In the listing below, locate the line that contains "-108,7 +108,9 @@ module Yast" and the line that contains "Mode.update && Y2Packager::MediumType.online?". Restate word for word those two lines and every line between them, and nothing else.

── RECORDS SHOWN ──

PR #826, opened 2019-11-07
Implement upgrade for Full medium (jsc#SLE-7101)

lslezak:
- https://jira.suse.com/browse/SLE-7101
- https://trello.com/c/URPtTjGS/1365-5-system-upgrade-using-the-offline-media
- Skip the repository initialization at upgrade also for the offline medium
- 4.2.20

### DIFF
--- a/src/lib/installation/clients/inst_system_analysis.rb
+++ b/src/lib/installation/clients/inst_system_analysis.rb
@@ -108,7 +108,9 @@ module Yast
       actions_doing     << _("Searching for system files...")
       actions_functions << fun_ref(method(:FilesFromOlderSystems), "boolean ()")
 
-      skip_software = Mode.update && Y2Packager::MediumType.online?
+      # skip the repository initialization on both Online and Full medium,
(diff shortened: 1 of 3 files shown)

───

[WRITTEN ANSWER]
@@ -108,7 +108,9 @@ module Yast
       actions_doing     << _("Searching for system files...")
       actions_functions << fun_ref(method(:FilesFromOlderSystems), "boolean ()")
 
-      skip_software = Mode.update && Y2Packager::MediumType.online?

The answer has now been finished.